The two dashes are needed because ‘but successful’ is an aside, Kass; the sentence would work just dandy if you took those words out completely. Of course the sentence would work just fine if you replaced the dashes with commas or stuck the words in brackets and that’s what drives me mad about punctuation: there are no absolute rules.

Like you, I’m also fond of brackets within brackets but I think that comes from programming and maths. The ones I really struggle with are pauses for effect … like here: should I have used a dash or ellipses or just left the reader to insert a dramatic pause because that’s what the context of the sentence calls for? And what if I was really big … … pause? What’s to stop me indicating it like I’ve just done?

I think as long as we’re consistent and use common sense no one can really bitch at us too much. I read books published in America and frankly never notice whether the full stops are inside or outside the brackets or quotes.

who said...

Yeah, I wasn't clear. I can understand the need for punctuation to have rigid rules as being crucial for programming. Or any other language the instructs machines.

But with living humans, and dead ones, it's not punctuation that detracts from an understanding. It's intentional misleading or having taboo subjects not allowed for discussion. For the taboo subjects to be discussed it has to be done subvertly.

Regardless of any thought lost, verification can reduce that to insignificance. Once a light source burns out, it is no longer seen by an eye.
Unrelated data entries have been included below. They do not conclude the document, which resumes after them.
PR #583, opened 2026-08-12
Add timelimit for convex route

GermanHeim:
## Problem

POUNCE has shared wall/CPU deadline machinery for the NLP engine, but both convex routes currently discard max_wall_time/max_cpu_time. I found this while updating oximo to pounce-rs v0.10.0.

## Fix

I added a `time_limit: Option<Duration>` and `TimeLimit` statuses to both convex engines.

Note: I didn't add a cancellation callback because it would make everything more complex, but feel free to add it if you think it is worth it.

Disclaimer: I did an initial implementation and then used ChatGPT Terra Medium to update all the relevant sites.

*— @GermanHeim (commit `afb9d2fc`)*

---

## Maintainer follow-up

Reviewing the above surfaced a latent wrong-answer bug that the change made
reachable, so rather than send a long review I pushed four commits on top
(agreed with @GermanHeim in the thread below). Two rules came out of it, and
both are now applied uniformly across the convex family.

**Cancellation is an error, not a value** (`00ee7334`)

`factorize_with_inertia_control` returned `Ok(current)` when the deadline
expired mid-shift-escalation, handing an *unsolved* KKT right-hand side back
as if it were a step. The result is `x = -g` with `delta == 0`, which skips
the step-quality guards — so the solve reported `Optimal` on a
feasible-but-wrong point. Under a time limit you could get a silently wrong
answer with a success status.

Now a typed `QpError::DeadlineExpired`, propagated by `?` and softened to
`QpStatus::TimeLimit` only at the public entry points, which let the compiler
find the remaining paths. Regression test in
`crates/pounce-qp/tests/deadline_cancellation.rs`: reverting the fix reports
`x = [2.0, 2.0]` as `Optimal` against a true optimum of `(3.2, 0.8)`.

**A verdict outranks the clock** (`00ee7334`, `ad216bbc`)

Several exits stamped `TimeLimit` over a status the solver had already earned.
A proven `Optimal` / `OptimalInaccurate` / `PrimalInfeasible` /
`DualInfeasible` now survives a deadline crossing; only a give-up status is
relabelled. Someone whose problem solves in 1.001 s under `time_limit = 1`
should not lose the optimum they already have.

Applied in the IPM, both HSDE drivers, the LP crossover, and — `ad216bbc` —
the active-set route, which had the same overwrite at its post-solve exit and
at three retry gates, so `method="active_set"` and the LP path could lose a
verdict the same way. `verify_status` also salvaged an identical KKT point to
`Optimal` when iterations ran out but discarded it when the clock did; both
now share the `mark_timed_out` policy.

**The budgets didn't compose** (`62efc742`)

`max_wall_time` bounded each *engine*, not the solve. When a convex attempt
declined and handed off to the NLP path, the NLP side built its deadline from
the option value — still naming the full budget. Spend 55 s of a 60 s budget
convex-side, get 60 more. A declined attempt is now charged against the
remaining budget before the handover.

Note for anyone touching that code: `max_wall_time` has a *strict* lower bound
of zero, so writing `0.0` for an exhausted budget is rejected as invalid and
silently leaves the full budget in place — exactly the bug being fixed. Hence
the `1e-9` floor, pinned by a test.

**Smaller items** (`82b7572d`)

`TimeLimit` was missing from the CLI's `ALL_STATUSES` retry table (a spent
budget was a reason to try again); `max_wall_time` values are validated before
becoming a `Duration`; the Python status code and message map the new status;
`batch.rs` documents that `time_limit` is *per instance*, not per batch.

**Flaky test, unrelated to this change** (`22f7781d`)

CI failed on the base commit in `test_qp_solve_releases_the_gil` — diagnosed
by @GermanHeim as a timing threshold, and correct. It asserted eight threaded
solves finish in under 0.75x the serial time, which measures whether the
runner has idle cores as much as whether the extension releases the GIL; it
failed at ratio 0.77 on a small runner.

It now observes the property directly: a daemon thread increments a counter in
a tight Python loop, and while another thread holds the GIL that counter
cannot advance at all. Comparing its rate during the solve against its rate
while the main thread sleeps separates the regimes by definition rather than
by throughput — measured 0.92-1.05 released against ~0 held, with the
threshold at 0.25. The `>= 4 core` skip is gone, so the test now runs
everywhere instead of silently opting out on small runners.

## Audited and deliberately unchanged

The NLP filter-IPM family already satisfies both rules via its own
`pounce_common::timing::Deadline` (#242/#244/#245/#246) — its KKT solver
returns `false` on an aborted factorization rather than a bogus success, which
is precisely the pattern the QP path was missing, and `opt_error.rs` checks
the clock only after the convergence verdicts. `simplex.rs` returns `None` on
every deadline exit, so it can never regress a solution.

`pounce-algorithm`'s SQP arm sets no `QpOptions::time_limit` on its inner QP
solves, so those stay bounded by iterations and by the outer `Deadline` at
iteration granularity; documented rather than wired.

## Follow-up

#585 — the Python API can *receive* the `time_limit` status but has no way to
*request* a budget, since the pyo3 layer never sets the field. That is an API
addition and wants its own PR, so it is intentionally not closed by this one.

### DIFF
--- a/CHANGELOG.md
+++ b/CHANGELOG.md
@@ -52,6 +52,16 @@ changes.
   spent rather than zero. `pounce_convex::batch`'s `time_limit` is documented
   as per-instance, which is what it has always been.
 
+- **`max_wall_time` now bounds the whole CLI solve, not each engine that gets
+  a turn at it.** When a convex attempt declines the problem and hands it to
+  the NLP path (the gh #535 LP→NLP reroute, or `socp_nlp_fallback`), the NLP
+  solve built its `Deadline` from the option value — which still named the
+  full budget — so a run that spent most of its seconds convex-side was
+  granted them all again and the cap could buy nearly twice the wall clock it
+  promises. The declined attempt is now charged against the option before the
+  handover, the same deduction the convex path already applies internally for
+  extraction and presolve.
+
 
 ## [0.10.0] - 2026-08-11
 
--- a/CHANGELOG.md
+++ b/CHANGELOG.md
@@ -40,8 +40,17 @@ changes.
     driver's reduced-accuracy salvage, so a cancelled solve whose last iterate
     satisfies the KKT conditions is still allowed to say so.
 
+  Both rules apply on the LP / convex-QP **active-set** route as well as the
+  IPM one: `solve_qp_active_set` shares the IPM's relabelling policy rather
+  than stamping `TimeLimit` over whatever the inner solve returned, and a
+  cancelled engine result now goes through the same verified KKT check as an
+  iteration-limited one — reaching the answer and then running out of seconds
+  used to be reported as reaching nothing, while running out of *iterations*
+  at the identical point reported `Optimal`.
+
   A cancelled active-set solve also reports the wall-clock time it actually
-  spent rather than zero.
+  spent rather than zero. `pounce_convex::batch`'s `time_limit` is documented
+  as per-instance, which is what it has always been.
 
 
 ## [0.10.0] - 2026-08-11
--- a/CHANGELOG.md
+++ b/CHANGELOG.md
@@ -9,6 +9,14 @@ changes.
 
 ## [Unreleased]
 
+- Added solve-wide convex-engine wall-clock deadlines. Both
+  `pounce_convex::QpOptions` and `pounce_qp::QpOptions` now expose
+  `time_limit: Option<Duration>` and their status enums expose `TimeLimit`.
+  Automatic LP/QP/active-set/SOCP routing forwards an explicitly set
+  `max_wall_time`, shares it across setup and retry stages, reports AMPL result
+  400 / `MaximumWallTimeExceeded`, and never reroutes a timed-out solve to NLP.
+  This is source-breaking for exhaustive option literals and enum matches.
+
 
 ## [0.10.0] - 2026-08-11
 
--- a/CHANGELOG.md
+++ b/CHANGELOG.md
@@ -17,6 +17,32 @@ changes.
   400 / `MaximumWallTimeExceeded`, and never reroutes a timed-out solve to NLP.
   This is source-breaking for exhaustive option literals and enum matches.
 
+  A deadline changes when a solve stops, never what it answers. Two rules
+  carry that:
+
+  * **Cancellation is an error, not a value.** In `pounce-qp` it travels as
+    the internal `QpError::DeadlineExpired`, so `?` propagation forces every
+    caller to handle it, and only the `QpSolver` entry points turn it back
+    into the soft `QpStatus::TimeLimit`. Without this,
+    `factorize_with_inertia_control` — whose "success" is a right-hand side
+    solved in place — could return `Ok` on a timeout, and
+    `solve_equality_only` would read the *un-solved* `[-g; b]` back as
+    `[x*; λ*]`, skip the guards a zero shift makes moot, and report a
+    feasible-but-wrong point as `Optimal`. Covered by a regression test that
+    reproduces the window deterministically.
+  * **A verdict outranks the clock.** Every deadline check in `pounce-convex`
+    runs after some inner solve has already returned, so the crossing can land
+    between convergence and the check. `Optimal`, `OptimalInaccurate`, and the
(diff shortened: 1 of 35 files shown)


GermanHeim:
I believe that the CI fails because of an inconsistent timing threshold.

jkitchin:
Thanks for this, @GermanHeim — the deadline plumbing and the CLI wiring are the
right shape, and reviewing it turned up a latent correctness bug that your
change made reachable. Rather than send you a long review to act on, I've
pushed four commits on top of your branch (your commit is untouched at the
base). Walking through what they do and why:

**1. `00ee7334` — cancellation is an error, not a value.**

The bug: `factorize_with_inertia_control` returned `Ok(current)` when the
deadline expired mid-shift-escalation. That hands an *unsolved* KKT
right-hand side back to the caller as if it were a step. The result is
`x = -g` with `delta == 0`, which skips the step-quality guards, so the solve
reports `Optimal` on a feasible-but-wrong point. Under a time limit you could
get a silently wrong answer with a success status — worse than hanging.

Fix: a typed `QpError::DeadlineExpired`, propagated by `?`, softened to
`QpStatus::TimeLimit` only at the three public entry points. The compiler then
found the rest of the paths for us. There's a regression test in
`crates/pounce-qp/tests/deadline_cancellation.rs` with a stub linear solver
that stalls past the budget; reverting the fix makes it report `x = [2.0, 2.0]`
as `Optimal` against a true optimum of `(3.2, 0.8)`.

`QpStats::time` now reports elapsed scope time rather than zero on that path.

**2. A verdict outranks the clock.**

The other half: several exits stamped `TimeLimit` over a status the solver had
already earned. If the deadline passes while a solve is finishing, a proven
`Optimal` / `OptimalInaccurate` / `PrimalInfeasible` / `DualInfeasible` should
survive — only a give-up status gets relabelled. Someone whose problem solves
in 1.001 s under `time_limit = 1` should not lose the optimum they already
have. That's `mark_timed_out` in `ipm.rs`, applied across the HSDE drivers
(symmetric and non-symmetric) and the LP crossover.

**3. `ad216bbc` — the same two rules on the active-set / LP route.**

The IPM isn't the only consumer. `active_set.rs` had the same
verdict-overwrite at its post-solve exit and at three retry gates, so
`method="active_set"` and the LP path could lose a verdict the same way.
`verify_status` also had an asymmetry worth flagging: an identical KKT point
was salvaged to `Optimal` when iterations ran out but discarded when the clock
did. Both now share the `mark_timed_out` policy.

**4. `62efc742` — the budgets didn't compose.**

`max_wall_time` bounded each *engine*, not the solve. When a convex attempt
declines and hands off to the NLP path, the NLP side built its deadline from
the option value — still naming the full budget. Spend 55 s of a 60 s budget
convex-side, get 60 more. A declined attempt is now charged against the
remaining budget before the handover.

One trap there worth knowing about: `max_wall_time` is registered with a
*strict* lower bound of zero, so writing `0.0` for an exhausted budget is
rejected as invalid and silently leaves the full budget in place — exactly the
bug being fixed. Hence the `1e-9` floor, pinned by a test.

**Also picked up:** `TimeLimit` was missing from the CLI's `ALL_STATUSES`
retry table (a spent budget was a reason to try again); `max_wall_time` values
are now validated before becoming a `Duration`; the Python status code and
message map the new status; `batch.rs` documents that `time_limit` is *per
instance*, not per batch.

**Audited and left alone:** the NLP filter-IPM family already satisfies both
rules via its own `pounce_common::timing::Deadline` — its KKT solver returns
`false` on an aborted factorization rather than a bogus success, which is
precisely the pattern the QP path was missing. `simplex.rs` returns `None` on
every deadline exit, so it can never regress a solution.

Tests: 111 test binaries across `pounce-cli`, `pounce-convex` and `pounce-qp`,
all passing; clippy clean.

Filed #585 as follow-up: the Python API can *receive* the `time_limit` status
but has no way to *request* a budget, since the pyo3 layer never sets the
field. That's an API addition and wants its own PR, not this one.

Happy to move any of this into a separate PR if you'd rather keep yours
focused — just say so. Otherwise I'll merge this as one feature.

GermanHeim:
You can keep it here, if you want. Also, stacked PRs would work, but whatever is fine.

This is because the vision, or picture an eye shows your brain does NOT have to travel inside an eye.

Once a star begins producing light, even if it takes a year to physically reach the earth, the human eye can see it before it gets here (it doesn't need to arrive for the eye to detect it)

When the source burns out, the sight does immediately. So the stars we see are still burning.

I don't believe humans history due to discrepancies like mistaking sight and light, as having the limitations of sound. Sound has to physically travel to our ears before it can be detected. But not sight. We may still be hearing a star burn that no longer exists, but seeing one that no longer burns is a fallacy. A myth that only the living with no knowledge of the truth, has been fooled into believing.

Jim Murdoch said...

I think we’ve drifted a bit off-topic here, who. Granted there are those authors who skimp on punctuation—poets especially—in the full realisation that this will add a layer of ambiguity to their work but I don’t see this as misleading, only leading so far, but that is the case with every written text; the author can only do his or her best to communicate what’s going on in their heads. This is why I prefer to over-punctuate by today’s standards, to try my damndest to make what I write as clear as I can. You make some interesting points about light and sound but writing is not physics and metaphors have their limits. A star’s light or a sound wave does not have an intention; a writer does and so, yes, some writers do set out to deceive their readers but I would like to think they are in the minority but that’s just me, always willing to give people the benefit of the doubt.

Scattercat said...

I would just like to say that I loved this book when it first came out, and have, in fact, used my trusty Sharpie to correct posted advertisements when necessary.

Necessary. Not optional.

Jim Murdoch said...

As much as it annoys me, Scattercat, I wouldn’t have the nerve to do that.

Kass said...

Your consistent creativity with words and punctuation is what makes you unique.

Jim Murdoch said...

Thank you, Kass, I like to think I have my own unique style.